>>>
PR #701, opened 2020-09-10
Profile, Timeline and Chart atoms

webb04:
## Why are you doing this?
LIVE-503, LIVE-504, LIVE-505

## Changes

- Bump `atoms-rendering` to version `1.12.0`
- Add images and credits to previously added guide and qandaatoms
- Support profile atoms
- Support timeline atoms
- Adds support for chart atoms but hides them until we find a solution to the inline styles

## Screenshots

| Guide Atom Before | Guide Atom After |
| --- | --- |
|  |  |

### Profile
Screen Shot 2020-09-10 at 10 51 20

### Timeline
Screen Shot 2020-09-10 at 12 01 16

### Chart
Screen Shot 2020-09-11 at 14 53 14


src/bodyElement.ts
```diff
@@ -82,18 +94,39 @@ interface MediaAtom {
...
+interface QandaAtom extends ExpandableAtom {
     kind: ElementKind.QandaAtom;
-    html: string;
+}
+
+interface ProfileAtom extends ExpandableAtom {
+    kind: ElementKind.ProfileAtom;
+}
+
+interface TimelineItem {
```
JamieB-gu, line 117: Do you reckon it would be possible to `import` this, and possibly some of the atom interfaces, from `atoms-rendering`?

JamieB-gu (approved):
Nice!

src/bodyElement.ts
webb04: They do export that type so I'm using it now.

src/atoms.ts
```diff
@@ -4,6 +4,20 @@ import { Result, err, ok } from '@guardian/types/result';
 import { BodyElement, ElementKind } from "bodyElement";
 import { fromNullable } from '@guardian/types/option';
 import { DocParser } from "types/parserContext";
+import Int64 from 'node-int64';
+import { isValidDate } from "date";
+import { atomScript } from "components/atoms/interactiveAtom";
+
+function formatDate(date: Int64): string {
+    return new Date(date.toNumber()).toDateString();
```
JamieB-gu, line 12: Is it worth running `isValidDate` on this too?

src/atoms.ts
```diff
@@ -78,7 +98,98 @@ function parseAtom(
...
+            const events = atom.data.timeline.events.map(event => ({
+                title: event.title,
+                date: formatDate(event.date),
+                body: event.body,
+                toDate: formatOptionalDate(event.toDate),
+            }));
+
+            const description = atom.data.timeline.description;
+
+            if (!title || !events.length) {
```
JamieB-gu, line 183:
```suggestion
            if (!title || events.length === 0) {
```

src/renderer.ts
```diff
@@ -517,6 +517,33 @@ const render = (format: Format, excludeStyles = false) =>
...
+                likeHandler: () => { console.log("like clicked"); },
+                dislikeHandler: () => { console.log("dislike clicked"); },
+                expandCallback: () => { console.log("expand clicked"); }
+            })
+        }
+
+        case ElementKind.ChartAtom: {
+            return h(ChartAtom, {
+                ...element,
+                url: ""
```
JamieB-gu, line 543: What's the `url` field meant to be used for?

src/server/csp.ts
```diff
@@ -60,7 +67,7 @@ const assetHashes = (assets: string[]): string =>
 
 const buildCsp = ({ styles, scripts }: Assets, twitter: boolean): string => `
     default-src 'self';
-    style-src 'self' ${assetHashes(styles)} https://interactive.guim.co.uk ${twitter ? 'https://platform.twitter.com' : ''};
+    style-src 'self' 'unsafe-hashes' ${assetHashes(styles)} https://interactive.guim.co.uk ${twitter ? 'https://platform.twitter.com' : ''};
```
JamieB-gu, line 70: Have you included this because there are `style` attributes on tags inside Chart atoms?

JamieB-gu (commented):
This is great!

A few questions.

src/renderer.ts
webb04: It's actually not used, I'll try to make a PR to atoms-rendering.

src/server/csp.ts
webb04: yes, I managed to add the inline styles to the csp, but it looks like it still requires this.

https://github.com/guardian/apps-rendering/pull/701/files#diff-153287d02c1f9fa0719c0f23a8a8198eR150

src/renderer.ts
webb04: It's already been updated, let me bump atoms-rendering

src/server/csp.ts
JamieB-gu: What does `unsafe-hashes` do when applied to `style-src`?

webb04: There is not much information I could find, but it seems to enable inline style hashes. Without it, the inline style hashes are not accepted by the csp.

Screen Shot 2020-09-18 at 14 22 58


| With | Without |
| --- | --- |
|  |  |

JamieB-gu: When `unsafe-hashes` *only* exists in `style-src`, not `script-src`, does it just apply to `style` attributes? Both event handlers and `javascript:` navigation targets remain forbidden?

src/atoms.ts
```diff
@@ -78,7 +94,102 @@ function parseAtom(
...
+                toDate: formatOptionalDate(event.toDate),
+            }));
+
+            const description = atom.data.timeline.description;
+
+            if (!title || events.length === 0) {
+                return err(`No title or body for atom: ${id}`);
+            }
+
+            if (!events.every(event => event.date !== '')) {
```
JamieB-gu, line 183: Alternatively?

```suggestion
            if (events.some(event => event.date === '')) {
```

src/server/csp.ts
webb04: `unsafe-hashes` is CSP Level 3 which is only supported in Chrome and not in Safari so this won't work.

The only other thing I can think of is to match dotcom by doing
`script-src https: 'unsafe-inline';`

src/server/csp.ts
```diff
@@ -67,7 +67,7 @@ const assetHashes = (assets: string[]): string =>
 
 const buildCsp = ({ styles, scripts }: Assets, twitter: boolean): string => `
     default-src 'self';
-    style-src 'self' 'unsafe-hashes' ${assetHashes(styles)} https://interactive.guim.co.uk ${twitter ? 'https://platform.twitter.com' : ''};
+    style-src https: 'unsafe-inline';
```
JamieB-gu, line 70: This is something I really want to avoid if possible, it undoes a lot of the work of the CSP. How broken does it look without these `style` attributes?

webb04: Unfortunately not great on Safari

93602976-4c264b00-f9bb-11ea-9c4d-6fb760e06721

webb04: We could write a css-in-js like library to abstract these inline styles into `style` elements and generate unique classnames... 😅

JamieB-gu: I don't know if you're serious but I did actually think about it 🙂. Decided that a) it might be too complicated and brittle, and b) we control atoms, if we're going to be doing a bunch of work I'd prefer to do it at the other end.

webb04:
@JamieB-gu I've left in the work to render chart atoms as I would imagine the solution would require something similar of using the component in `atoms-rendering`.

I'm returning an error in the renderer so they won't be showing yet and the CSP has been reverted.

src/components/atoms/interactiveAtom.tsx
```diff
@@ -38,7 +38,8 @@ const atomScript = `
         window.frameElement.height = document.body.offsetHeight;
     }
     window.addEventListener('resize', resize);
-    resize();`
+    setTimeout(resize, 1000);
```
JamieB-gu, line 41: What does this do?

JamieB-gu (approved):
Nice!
<<<
>>>
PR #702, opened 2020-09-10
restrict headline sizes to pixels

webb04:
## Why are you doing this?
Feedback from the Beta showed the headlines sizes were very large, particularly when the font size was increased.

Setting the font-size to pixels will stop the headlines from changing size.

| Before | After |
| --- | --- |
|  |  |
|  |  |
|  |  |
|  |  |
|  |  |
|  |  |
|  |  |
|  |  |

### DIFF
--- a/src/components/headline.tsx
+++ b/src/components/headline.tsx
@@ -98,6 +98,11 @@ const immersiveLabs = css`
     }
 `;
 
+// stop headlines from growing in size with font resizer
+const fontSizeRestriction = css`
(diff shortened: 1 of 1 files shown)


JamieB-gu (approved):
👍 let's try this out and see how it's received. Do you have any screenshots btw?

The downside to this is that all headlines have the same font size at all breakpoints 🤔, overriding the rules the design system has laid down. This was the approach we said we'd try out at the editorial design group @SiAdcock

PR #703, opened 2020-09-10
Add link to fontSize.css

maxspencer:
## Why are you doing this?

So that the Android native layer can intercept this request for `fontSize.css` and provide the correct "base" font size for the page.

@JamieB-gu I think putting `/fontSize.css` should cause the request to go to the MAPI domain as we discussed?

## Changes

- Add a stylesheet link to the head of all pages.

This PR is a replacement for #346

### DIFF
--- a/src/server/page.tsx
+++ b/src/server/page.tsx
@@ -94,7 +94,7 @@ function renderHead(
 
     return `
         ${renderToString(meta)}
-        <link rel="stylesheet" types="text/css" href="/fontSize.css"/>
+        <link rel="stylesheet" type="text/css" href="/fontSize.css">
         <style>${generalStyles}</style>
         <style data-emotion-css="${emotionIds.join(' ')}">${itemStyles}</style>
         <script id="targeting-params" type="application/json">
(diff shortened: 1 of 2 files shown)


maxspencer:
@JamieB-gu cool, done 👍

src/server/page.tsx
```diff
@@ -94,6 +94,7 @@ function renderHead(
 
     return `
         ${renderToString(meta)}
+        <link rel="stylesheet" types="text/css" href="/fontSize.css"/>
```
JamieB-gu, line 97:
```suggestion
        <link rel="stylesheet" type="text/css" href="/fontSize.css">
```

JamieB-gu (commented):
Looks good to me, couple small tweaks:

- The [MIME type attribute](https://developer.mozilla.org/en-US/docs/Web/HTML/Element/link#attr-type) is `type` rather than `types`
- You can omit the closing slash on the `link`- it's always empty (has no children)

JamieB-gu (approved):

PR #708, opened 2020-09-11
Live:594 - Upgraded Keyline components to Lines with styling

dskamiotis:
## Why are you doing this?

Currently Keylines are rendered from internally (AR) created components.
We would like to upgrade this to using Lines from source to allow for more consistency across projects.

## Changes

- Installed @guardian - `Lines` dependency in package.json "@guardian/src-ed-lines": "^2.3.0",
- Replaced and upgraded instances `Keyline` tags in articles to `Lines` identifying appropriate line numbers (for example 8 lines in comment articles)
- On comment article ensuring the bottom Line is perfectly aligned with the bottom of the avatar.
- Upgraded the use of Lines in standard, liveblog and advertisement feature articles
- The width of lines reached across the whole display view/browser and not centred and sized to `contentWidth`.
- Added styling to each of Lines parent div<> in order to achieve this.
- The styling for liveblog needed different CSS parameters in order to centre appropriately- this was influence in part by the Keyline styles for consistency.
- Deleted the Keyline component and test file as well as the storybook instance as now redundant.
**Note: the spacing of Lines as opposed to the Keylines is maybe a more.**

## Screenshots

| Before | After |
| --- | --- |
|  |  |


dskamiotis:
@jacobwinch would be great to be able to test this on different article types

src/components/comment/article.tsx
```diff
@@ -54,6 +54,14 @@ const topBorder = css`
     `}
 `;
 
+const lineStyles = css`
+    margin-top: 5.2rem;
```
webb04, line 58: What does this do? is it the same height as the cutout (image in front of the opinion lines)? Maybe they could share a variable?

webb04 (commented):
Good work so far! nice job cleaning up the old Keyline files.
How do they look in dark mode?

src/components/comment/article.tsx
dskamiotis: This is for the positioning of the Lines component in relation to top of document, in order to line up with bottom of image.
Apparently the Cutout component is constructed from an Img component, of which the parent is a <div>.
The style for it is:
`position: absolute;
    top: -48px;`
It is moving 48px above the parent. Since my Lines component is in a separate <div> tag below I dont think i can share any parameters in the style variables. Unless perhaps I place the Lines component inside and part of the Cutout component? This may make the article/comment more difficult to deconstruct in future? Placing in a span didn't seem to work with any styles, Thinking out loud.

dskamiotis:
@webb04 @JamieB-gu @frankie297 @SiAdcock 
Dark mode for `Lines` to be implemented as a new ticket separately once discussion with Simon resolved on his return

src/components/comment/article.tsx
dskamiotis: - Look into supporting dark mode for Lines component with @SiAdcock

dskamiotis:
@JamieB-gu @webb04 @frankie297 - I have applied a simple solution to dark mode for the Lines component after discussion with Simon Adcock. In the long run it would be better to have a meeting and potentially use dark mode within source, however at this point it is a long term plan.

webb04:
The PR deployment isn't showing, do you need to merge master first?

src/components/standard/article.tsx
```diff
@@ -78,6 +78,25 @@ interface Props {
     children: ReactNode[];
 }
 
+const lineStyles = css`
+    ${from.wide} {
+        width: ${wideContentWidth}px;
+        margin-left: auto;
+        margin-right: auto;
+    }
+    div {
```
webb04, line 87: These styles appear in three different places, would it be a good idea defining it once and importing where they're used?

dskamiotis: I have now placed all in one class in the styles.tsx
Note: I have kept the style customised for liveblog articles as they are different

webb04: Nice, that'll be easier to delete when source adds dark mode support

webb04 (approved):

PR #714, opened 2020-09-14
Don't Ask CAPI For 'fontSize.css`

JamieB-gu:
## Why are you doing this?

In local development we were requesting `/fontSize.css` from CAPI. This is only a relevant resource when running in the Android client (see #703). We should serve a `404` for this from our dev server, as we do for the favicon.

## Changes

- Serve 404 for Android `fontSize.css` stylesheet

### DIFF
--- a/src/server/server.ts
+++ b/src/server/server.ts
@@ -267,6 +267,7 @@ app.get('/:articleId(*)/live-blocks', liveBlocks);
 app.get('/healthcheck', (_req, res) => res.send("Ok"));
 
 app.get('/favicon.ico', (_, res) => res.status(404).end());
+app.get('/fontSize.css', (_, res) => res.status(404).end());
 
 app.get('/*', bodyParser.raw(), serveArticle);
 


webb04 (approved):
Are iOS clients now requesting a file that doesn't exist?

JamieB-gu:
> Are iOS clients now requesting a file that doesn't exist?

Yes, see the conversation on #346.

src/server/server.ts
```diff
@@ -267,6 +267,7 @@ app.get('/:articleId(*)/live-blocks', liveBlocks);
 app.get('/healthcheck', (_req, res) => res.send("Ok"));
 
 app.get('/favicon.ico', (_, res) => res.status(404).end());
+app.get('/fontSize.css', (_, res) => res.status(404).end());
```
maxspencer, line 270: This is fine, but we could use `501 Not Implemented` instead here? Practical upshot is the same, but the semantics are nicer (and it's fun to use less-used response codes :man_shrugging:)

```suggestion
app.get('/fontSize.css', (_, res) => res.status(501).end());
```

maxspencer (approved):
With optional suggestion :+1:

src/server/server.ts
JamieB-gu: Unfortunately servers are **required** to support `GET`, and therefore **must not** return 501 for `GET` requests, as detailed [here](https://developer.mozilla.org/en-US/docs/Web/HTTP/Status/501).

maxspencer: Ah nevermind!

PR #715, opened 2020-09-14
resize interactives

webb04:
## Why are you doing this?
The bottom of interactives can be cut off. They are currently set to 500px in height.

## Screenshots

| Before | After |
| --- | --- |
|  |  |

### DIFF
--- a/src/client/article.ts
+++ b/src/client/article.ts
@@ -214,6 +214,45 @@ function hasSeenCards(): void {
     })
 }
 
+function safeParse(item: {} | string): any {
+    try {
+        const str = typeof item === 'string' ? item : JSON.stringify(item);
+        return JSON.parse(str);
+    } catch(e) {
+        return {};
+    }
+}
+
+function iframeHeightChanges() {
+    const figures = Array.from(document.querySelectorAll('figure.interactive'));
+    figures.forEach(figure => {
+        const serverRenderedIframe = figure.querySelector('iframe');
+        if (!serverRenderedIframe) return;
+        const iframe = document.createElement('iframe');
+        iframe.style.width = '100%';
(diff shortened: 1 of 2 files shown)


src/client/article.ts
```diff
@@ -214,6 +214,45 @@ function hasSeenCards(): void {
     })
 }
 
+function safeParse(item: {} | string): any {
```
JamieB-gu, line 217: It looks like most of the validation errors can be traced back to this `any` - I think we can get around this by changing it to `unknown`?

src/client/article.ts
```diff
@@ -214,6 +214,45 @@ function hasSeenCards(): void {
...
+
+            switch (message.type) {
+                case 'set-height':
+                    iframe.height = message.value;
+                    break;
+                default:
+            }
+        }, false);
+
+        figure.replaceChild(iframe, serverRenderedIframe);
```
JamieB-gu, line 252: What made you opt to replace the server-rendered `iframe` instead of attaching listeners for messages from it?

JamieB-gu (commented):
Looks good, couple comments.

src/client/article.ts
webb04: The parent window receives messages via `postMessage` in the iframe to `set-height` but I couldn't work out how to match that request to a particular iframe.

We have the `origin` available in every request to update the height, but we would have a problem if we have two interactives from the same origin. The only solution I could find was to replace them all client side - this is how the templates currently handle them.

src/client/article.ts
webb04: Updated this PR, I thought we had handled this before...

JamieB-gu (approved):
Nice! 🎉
<<<
## [WHAT THE EXERCISE ASKS]
Where does the word "once" appear in the listing? List each line that holds it.

## [ANSWER SPACE]
Dark mode for `Lines` to be implemented as a new ticket separately once discussion with Simon resolved on his return
webb04, line 87: These styles appear in three different places, would it be a good idea defining it once and importing where they're used?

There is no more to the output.